I certainly think it puts people blessed with bigger than average hands and fingers at an advantage. After watching many videos of virtuoso players You notice that MOST of them do seem to have longer than normal digits. I myself have pretty small hands with short 'stubby' fingers and I do sometimes feel it inhibits my playing. And I'm not saying it makes it impossible to achieve a certain level of skill with small hands, but not many people are going to tell You that having big hands and long fingers puts You at a disadvantage when it comes to guitar playing.


----------



## Strobe (Jul 26, 2017)

I too notice that most of the virtuosos have long fingers. That said, I have a friend with big fat stubby fingers who shreds in a style very similar to early Zakk Wylde. One can certainly play very well with a wide variety of fingers. Hardly anyone is going to be the best ever at anything - and it's going to come down a lot more to how much time they devote to their craft than their finger shape.


----------



## bostjan (Jul 26, 2017)

What about Jimmy Rosenberg? That guy was absolutely shredding when he was 2 years old (exaggeration but you get the point). I don't think it matters as much as good technique.


----------



## JohnIce (Jul 26, 2017)

I wouldn't worry about it, lots of people have smallish hands and lots of people get started when they're kids and not fully grown. If you're making slow progress it's probably because your practice is inefficient. Maybe you're learning too difficult chords too soon, playing too fast, not spending enough time isolating your problems and so on.


----------



## USMarine75 (Jul 26, 2017)

There's tons of guitarists with small hands or impediments, just to name a few:

EVH
Tonny Iommi
Django Reinhardt
Nuno Bettencourt

Plus there are tons of female guitarists that probably don't have the hands of an NFL QB, yet have no issues.

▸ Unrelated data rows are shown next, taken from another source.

PR #181, opened 2020-07-29
Replace remaining commands *gui -> *_ui

robalni:
Since we're moving from *gui commands to *_ui I thought it would be a good idea to complete that move. Doing this fixes the "TIP: press * to open this menu at any time" texts for e.g. the help menu, that would not show any key since there was a mismatch between *gui and *_ui.

Screenshot of menu not showing correct tip:
screenshot of bug


MoonPadUSer:
I think the reason we didn't change that was because it is used in inline-cubescript inside of C++ somewhere and also in custom-scripts (which we still need to write a compatibility layer for O_o)

robalni:
What is used where?

MoonPadUSer:
newgui, cleargui, etc

MoonPadUSer:
but I am not sure about that anymore, I'll have to check it

MoonPadUSer:
ok, I just looked it up, I was wrong

PR #182, opened 2020-07-30
Fix game crash when shockdelay is 0 bug

MoonPadUSer:
This PR is basically the same as #179 but for the variable `shockdelay`


TheAssassin (changes requested):
See comments in #179, they also apply here.

PR #185, opened 2020-08-01
Remove random AI shooting behaviour

qreeves:
Fixes "bots shoot at walls" by ensuring AI can actually see a target before shooting.


TheAssassin:
Seems to work functionality wise. However, I just had two segfaults. Investigating already.

In general, we'll first have to discuss whether this is a change that we should block until we break compat with the good ol' RE clients. We've postponed changes to the gameplay so far in order to avoid biases of any kind.

voidanix:
Superseded by #255, thanks for bringing the issue to light!

PR #187, opened 2020-08-01
Rework sounds management

TheAssassin:
This PR attempts to rewrite most of the sounds management code. It provides a new template class `soundslot_collection`, which supports both a map and vector based storage implementation, to efficiently manage map and game sounds. Also, game sounds are now registered in the C++ code so that their registration does no longer rely on matching the order of the registration calls in CubeScript with the `enum` in the code.


robalni:
Why do you use a map for `gamesounds`? I know there is a comment that says that it makes sense to do that but why? If the key is an int that comes from an enum then it feels to me like it should make more sense to use a vector.

TheAssassin:
We don't fill every slot with a sound, there are many gaps. I've first attempted to use a vector at first as well, but I experienced memory issues, and IMO the obvious approach is to use a map. We could optimize on that later on. Performance wise, you don't notice any differences.

PR #188, opened 2020-08-02
Replace custom implementation of min() and max() with std::min() and std::max()

MoonPadUSer:
This PR removes the custom implementation of `min()` and `max()` and replaces it with `std::min()` and `std::max()`

### DIFF
--- a/src/engine/animmodel.h
+++ b/src/engine/animmodel.h
@@ -40,8 +40,8 @@ struct animmodel : model
             }
             else
             {
-                fr1 = min(fr1, info.range-1)+info.frame;
-                fr2 = min(fr1+1, info.frame+info.range-1);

The only constraint is going to be things like extended stretches, but you can more than make up for that in technique (legato, prepositioning your fingers before the next box - see Rick Graham, etc).

I would argue it's easier than having big fat chubby fingers, which would crowd the fingerboard... Your chords would probably ring out much cleaner.


----------



## KnightBrolaire (Jul 26, 2017)

small hands just means a different approach to playing the same stuff. Incorporating slides and taps are often a way to mitigate stretches, which I do even though I have quite large hands (I can easily stretch from the 1st to 7th fret on a strat and my 26.5" 7 string). Luckily most chordal shapes don't have huge stretches to play them so that shouldn't be an issue.


----------



## Rawkmann (Jul 26, 2017)

I'll put it this way, I think guitar players born with small hands wishes they were bigger, but I doubt any guitarist with larger than average hands wishes they were any smaller.


----------



## CrazyDean (Jul 26, 2017)

USMarine75 said:


> There's tons of guitarists with small hands or impediments, just to name a few:
> 
> EVH
> Tonny Iommi
> ...



Don't forget Angus Young!

I remember about ten years ago, there was an Angus Young signature SG. It was made with small hands in mind. The neck was smaller and had closer string spacing. There are also child-sized or travel-sized guitars if you think a smaller form factor will make a difference.


----------



## Shask (Jul 26, 2017)

As someone with small hands, I think it can make it more difficult. You have to stretch a lot more to hit things that others can do more easily. That being said, I dont think it limits your playing. You learn how to work around it, which will create your unique style.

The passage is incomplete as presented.